CSR, celebs and discounts dominate back-to-school buzz

The online study analyzed social posts from consumers about recent school-related brand campaigns.

This back-to-school season, consumers are most excited about brands and retailers that have discounts or offers, as well as social responsibility and celebrity or influencer tie-ins, according to a new study.

The online study, conducted by multinational big data research company MavenMagnet, analyzed 23,980 posts from consumers between July 1 and August 15 around their perception of 12 top brand campaigns for back-to-school. The data was sampled from various sources, including forums, news sites, Twitter, Facebook, Instagram, YouTube and more.

Brands and retailers of all sizes and scale ran campaigns this season, such as Walmart, Target, Kohl's, Hollister, Ikea, Amazon, Apple, Bed Bath & Beyond, Justice and Erin Condren.

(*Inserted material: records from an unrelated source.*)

PR #22, opened 2017-08-15
initialize unit_def thread field in thread_htable

carns:
- needed for traversal of queue (linked list) when there is more than
  one element present

This pull request fixes the bug described in https://lists.argobots.org/pipermail/discuss/2017-August/000014.html

### DIFF
--- a/src/thread_htable.c
+++ b/src/thread_htable.c
@@ -75,6 +75,7 @@ void ABTI_thread_htable_push(ABTI_thread_htable *p_htable, int idx,
         p_queue->head = p_thread;
         p_queue->tail = p_thread;
     } else {
+        p_thread->unit_def.thread = ABTI_thread_get_handle(p_thread);
         p_queue->tail->unit_def.p_next = &p_thread->unit_def;
         p_queue->tail = p_thread;
     }
@@ -101,6 +102,7 @@ ABT_bool ABTI_thread_htable_add(ABTI_thread_htable *p_htable, int idx,
         /* Change the ULT's state to BLOCKED */
         ABTI_thread_set_blocked(p_thread);
 
+        p_thread->unit_def.thread = ABTI_thread_get_handle(p_thread);
         p_queue->tail->unit_def.p_next = &p_thread->unit_def;
         p_queue->tail = p_thread;
     }
@@ -134,6 +136,7 @@ void ABTI_thread_htable_push_low(ABTI_thread_htable *p_htable, int idx,
         p_queue->low_head = p_thread;
         p_queue->low_tail = p_thread;
     } else {
+        p_thread->unit_def.thread = ABTI_thread_get_handle(p_thread);
         p_queue->low_tail->unit_def.p_next = &p_thread->unit_def;
         p_queue->low_tail = p_thread;
     }
@@ -160,6 +163,7 @@ ABT_bool ABTI_thread_htable_add_low(ABTI_thread_htable *p_htable, int idx,
         /* Change the ULT's state to BLOCKED */
         ABTI_thread_set_blocked(p_thread);
 
+        p_thread->unit_def.thread = ABTI_thread_get_handle(p_thread);
         p_queue->low_tail->unit_def.p_next = &p_thread->unit_def;
         p_queue->low_tail = p_thread;
     }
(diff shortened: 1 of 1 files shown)


halimamer:
@carns , what kind of pool are you using? If it's the FIFO one, then that field should have already been initialized at creation time. If you have a custom pool, then it might be that your `u_create_from_thread` function definition does not initialize that field. More specifically, the line responsible for this initialization is at https://github.com/pmodels/argobots/blob/master/src/thread.c#L78.

I have noticed that the other synchronization constructs also assume that field might not be initialized. I don't know the reason behind this assumption. In other words, I don't see why a thread calling a synchronization function would be created without initializing that field.

carns:
Good catch, @halimamer !

The custom scheduler that I am using requires a custom pool to go with it, so I am not using the default pool implementation in Argobots.  I copied the custom pool directly from the stock one to use as a starting point, though.  Here is what my unit_create_from_thread() function looks like:

https://xgitlab.cels.anl.gov/sds/abt-snoozer/blob/master/src/pool.c#L389

I copied that from the Argobots fifo pool at the time:

https://github.com/pmodels/argobots/blob/3550e10891deeaea402b0563043a06e5736ad296/src/pool/fifo.c#L421

.... but now the Argobots fifo pool has this implementation of the same function:

https://github.com/pmodels/argobots/blob/master/src/pool/fifo.c#L401

So!  I can probably solve this by updating my unit_create_from_thread() function to mimic what the default one was doing, in particular using the embedded unit def.  I will try that and report back.  It looks like I was lucky it didn't break worse.  Or maybe unlucky that it didn't break more obviously!

There is an underlying meta problem, though, which is that I created my custom pool and scheduler by copying the default implementations and modifying them to suite my needs, but then the responsibilities of the pool and/or scheduler changed without me realizing it.

In the short term I can fix this specific bug in my pool.  In the medium term I can make a complete pass over my pool and scheduler and update them to match the stock Argobots code in case something else slipped through.

In the longer term, any suggestions on how I can keep from getting out of sync?

halimamer:
I think the core problem comes from you allocating another instance of `unit_def` for the same thread. The storage of`unit_def` is part of the storage of the thread itself already allocated at https://github.com/pmodels/argobots/blob/master/src/thread.c#L52. Consequently, there exists two instances of `unit_def`, which caused this mess.

Part of the confusion comes from the function name `unit_create_from_thread`, which shouldn't have called `create` in the first place since it is not creating anything. It is simply an initialization function. There are many instances of such misleading naming that need to be fixed. I will create an issue in order to not forget about it.

To answer your question, I don't think you were out of sync; Argobots just needs better naming and documentation :)

halimamer:
I have started this new issue to track misleading naming in Argobots: https://github.com/pmodels/argobots/issues/24

carns:
Ok.  It looks like (sorry, trying to reverse engineer why the abt-snoozer code is set up why it is; I don't totally remember) I defined my own unit_t not because I needed something different in it, but because the pool implementation needed to access fields within that struct.  

The default unit definition is an ABTI type that isn't accessible to code compiled outside of the argobots repo.  As long as that's true I can't safely reuse the built-in unit struct field in the thread.

thread_htable.c directly accesses the built-in unit_def in several places, though, so its not really safe to define and alloc my own either :)

I could hack something up that (essentially) makes a copy of the struct ABTI_unit definition in my pool implementation so that I can use the unit_def field directly, but that's going to be very fragile.

Suggestions?

carns:
Actually, even if I could access the default unit struct type, that by itself wouldn't be enough because I can't get to the unit_def field without the ABTI_thread type as well.

It seems like there is a fundamental issue of the pool API allowing  custom pools to define/allocate their own unit structs vs. some pieces of Argobots assuming the pool is using the embedded unit struct.

I'm still looking at this and thinking about it, just sharing comments as I go.

halimamer:
Those are good points. I am also thinking about it.

carns:
Stepping back a little bit, I only need a pretty trivial change to the stock pool: I need to add a field to the pool's data_t struct, and I need to call one extra function (with that field as an argument) when something a new unit is pushed to a shared pool.

When I think about it that way, I wonder if I could create a pool that just "piggy-backs" on top of the default pool. Each function just calls the corresponding functions in the default fifo pool, its just that it intercepts the  data struct and wraps something else around it, and after calling the push function it executes the extra trigger on a field in that wrapper struct.

It will be a little bit before I can try hands-on to organize the code that way so I might be missing some problem that makes this impossible for some reason, but that would be ideal if I could stack them like this.  Not only would it dodge the internal structure problem but it would make sure that I'm always up to date with the default Argobots algorithm for the pool.

halimamer:
In general, I think the `unit_create_from_thread` does not need to be exposed to the user. If I remove this function from the definition, would that work for you without changing  your current code (apart deleting the code related to the above function naturally)?

halimamer:
My previous suggestion was bad. The right fix is to avoid overloading the `ABT_unit` type and to solve the user-defined vs. internally defined unit type and abstract the way it is accessed.

PR #27, opened 2017-11-11
eventual: added a nonblocking test API

halimamer:
A thread might want to overlap waiting on an eventual with other activities. The
current eventual interface only allow a blocking wait operation. This patch
extends the eventual interface with a nonblocking routine; ABT_eventual_test.


carns:
Looks good to me.  FYI @mdorier, I cherry picked this to https://github.com/carns/argobots/tree/dev-get-dev-basic as well if you want to work/test from there.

Among the campaigns, those with deals, contests, discounts and freebies, received a very high positive sentiment from consumers (96 percent).

The brands that donated to a cause as part of their back-to-school efforts were also very well-received by consumers.

Aditya Ghuwalewala, founder and CEO of MavenMagnet, said that the CSR focus among consumers "was evident in campaigns of brands such as Amazon, Staples and Ikea and were positively received by the consumers."

The use of celebrities and influencers, he added, worked most of the time, particularly around ideas for dorm rooms, apparel and computing products. But sometimes, the study revealed, the celeb or influencer integration would overshadow the actual brand itself, such as Emma Chamberlain with Hollister.

Shaquille O'Neal was appreciated for his charitable initiative Shaq-to-School, which drove positive buzz around mainstream celebrity brand associations.

Being early isn’t always better. Brands that released back-to-school commercials and in-store displays during the study were viewed with negative sentiments among students because they caused stress and were associated with the end of summer. Content that showcased children being excited about back-to-school was received with negative sentiment from parents, who viewed the ads as unrealistic.

In terms of format, consumers prefer video the most for their back-to-school social content (46 percent), followed by promos only (24 percent), digital promotions (15 percent), in-store (8 percent) and on-the-ground events (6 percent).